▶ **What this task involves**
Please return the entries, omitting and altering nothing.

▶ **Data records**
PR #536, opened 2026-06-22
Prefer `KUBECONFIG` over in-cluster config in `GetK8sConfigOrDie`

alebedev87:
When running inside a cluster with `KUBECONFIG` env var set (e.g. integration tests in a Tekton pod against a remote cluster), prefer the kubeconfig over the in-cluster service account config. The default in-cluster behavior is unchanged when `KUBECONFIG` is not set.

### DIFF
--- a/pkg/helpers/helpers.go
+++ b/pkg/helpers/helpers.go
@@ -18,6 +18,7 @@ package helpers
 
 import (
 	"fmt"
+	"os"
 
 	bpfmaniov1alpha1 "github.com/bpfman/bpfman-operator/apis/v1alpha1"
 	bpfmanclientset "github.com/bpfman/bpfman-operator/pkg/client/clientset"
@@ -101,8 +102,9 @@ func (t TcProgramDirection) String() string {
 
 var log = ctrl.Log.WithName("bpfman-helpers")
 
-// getk8sConfig gets a kubernetes config automatically detecting if it should
-// be the in or out of cluster config. If this step fails panic.
+// GetK8sConfigOrDie gets a kubernetes config automatically detecting if it should
+// be the in or out of cluster config. When running in-cluster, KUBECONFIG
+// env var takes precedence over the in-cluster config. If this step fails panic.
 func GetK8sConfigOrDie() *rest.Config {
 	config, err := rest.InClusterConfig()
 	if err != nil {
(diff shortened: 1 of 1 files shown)


pkg/helpers/helpers.go
```diff
@@ -101,8 +102,9 @@ func (t TcProgramDirection) String() string {
 
 var log = ctrl.Log.WithName("bpfman-helpers")
 
-// getk8sConfig gets a kubernetes config automatically detecting if it should
-// be the in or out of cluster config. If this step fails panic.
+// GetK8sConfigOrDie gets a kubernetes config automatically detecting if it should
+// be the in or out of cluster config. When running in-cluster, KUBECONFIG
+// env var takes precedence over the in-cluster config. If this step fails panic.
```
frobware, line 107: Reading the doc comments I read this as "KUBECONFIG wins" so why don't we honour that path first? 

```go
func GetK8sConfigOrDie() *rest.Config {
	// An explicit KUBECONFIG overrides the in-cluster config; without it we
	// prefer in-cluster and fall back to the default kubeconfig out of cluster.
	if os.Getenv("KUBECONFIG") == "" {
		// A non-nil error here means we are not in a cluster
		// (rest.ErrNotInCluster); fall through to the kubeconfig below.
		if config, err := rest.InClusterConfig(); err == nil {
			log.Info("Program running inside the cluster, picking the in-cluster configuration")
			return config
		}
	}

	config, err := clientcmd.NewNonInteractiveDeferredLoadingClientConfig(clientcmd.NewDefaultClientConfigLoadingRules(), &clientcmd.ConfigOverrides{}).ClientConfig()
	if err != nil {
		panic(err)
	}

	log.Info("Program picking config from kubeconfig", "host", config.Host)
	return config
}
```

untested - just an observation from reading the function commentary.

alebedev87: > Reading the doc comments I read this as "KUBECONFIG wins"
```
When running in-cluster, KUBECONFIG env var takes precedence over the in-cluster config.
```
The comment says that `KUBECONFIG` wins in the second case when we are "in cluster". The other case is when we are "out of cluster".

> so why don't we honour that path first? untested - just an observation from reading the function commentary.

Yes, I thought of this approach too. I wanted to remain as less intrusive as possible to not break anything/anyone. Plus `GetDefaultFilename()` does a little more than just reading `KUBECONFIG` variable, I don't need to break this flow for "out of cluster" case.

frobware (approved):
LGTM
Thanks!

▶ **Task output**
PR #536, opened 2026-06-22
Prefer `KUBECONFIG` over in-cluster config in `GetK8sConfigOrDie`

alebedev87:
When running inside a cluster with `KUBECONFIG` env var set (e.g. integration tests in a Tekton pod against a remote cluster), prefer the kubeconfig over the in-cluster service account config. The default in-cluster behavior is unchanged when `KUBECONFIG` is not set.

### DIFF
--- a/pkg/helpers/helpers.go
+++ b/pkg/helpers/helpers.go
@@ -18,6 +18,7 @@ package helpers
 
 import (
 	"fmt"
+	"os"
 
 	bpfmaniov1alpha1 "github.com/bpfman/bpfman-operator/apis/v1alpha1"
 	bpfmanclientset "github.com/bpfman/bpfman-operator/pkg/client/clientset"
@@ -101,8 +102,9 @@ func (t TcProgramDirection) String() string {
 
 var log = ctrl.Log.WithName("bpfman-helpers")
 
-// getk8sConfig gets a kubernetes config automatically detecting if it should
-// be the in or out of cluster config. If this step fails panic.
+// GetK8sConfigOrDie gets a kubernetes config automatically detecting if it should
+// be the in or out of cluster config. When running in-cluster, KUBECONFIG
+// env var takes precedence over the in-cluster config. If this step fails panic.
 func GetK8sConfigOrDie() *rest.Config {
 	config, err := rest.InClusterConfig()
 	if err != nil {
(diff shortened: 1 of 1 files shown)


pkg/helpers/helpers.go
```diff
@@ -101,8 +102,9 @@ func (t TcProgramDirection) String() string {
 
 var log = ctrl.Log.WithName("bpfman-helpers")
 
-// getk8sConfig gets a kubernetes config automatically detecting if it should
-// be the in or out of cluster config. If this step fails panic.
+// GetK8sConfigOrDie gets a kubernetes config automatically detecting if it should
+// be the in or out of cluster config. When running in-cluster, KUBECONFIG
+// env var takes precedence over the in-cluster config. If this step fails panic.
```
frobware, line 107: Reading the doc comments I read this as "KUBECONFIG wins" so why don't we honour that path first? 

```go
func GetK8sConfigOrDie() *rest.Config {
	// An explicit KUBECONFIG overrides the in-cluster config; without it we
	// prefer in-cluster and fall back to the default kubeconfig out of cluster.
	if os.Getenv("KUBECONFIG") == "" {
		// A non-nil error here means we are not in a cluster
		// (rest.ErrNotInCluster); fall through to the kubeconfig below.
		if config, err := rest.InClusterConfig(); err == nil {
			log.Info("Program running inside the cluster, picking the in-cluster configuration")
			return config
		}
	}

	config, err := clientcmd.NewNonInteractiveDeferredLoadingClientConfig(clientcmd.NewDefaultClientConfigLoadingRules(), &clientcmd.ConfigOverrides{}).ClientConfig()
	if err != nil {
		panic(err)
	}

	log.Info("Program picking config from kubeconfig", "host", config.Host)
	return config
}
```

untested - just an observation from reading the function commentary.

alebedev87: > Reading the doc comments I read this as "KUBECONFIG wins"
```
When running in-cluster, KUBECONFIG env var takes precedence over the in-cluster config.
```
The comment says that `KUBECONFIG` wins in the second case when we are "in cluster". The other case is when we are "out of cluster".

> so why don't we honour that path first? untested - just an observation from reading the function commentary.

Yes, I thought of this approach too. I wanted to remain as less intrusive as possible to not break anything/anyone. Plus `GetDefaultFilename()` does a little more than just reading `KUBECONFIG` variable, I don't need to break this flow for "out of cluster" case.

frobware (approved):
LGTM
Thanks!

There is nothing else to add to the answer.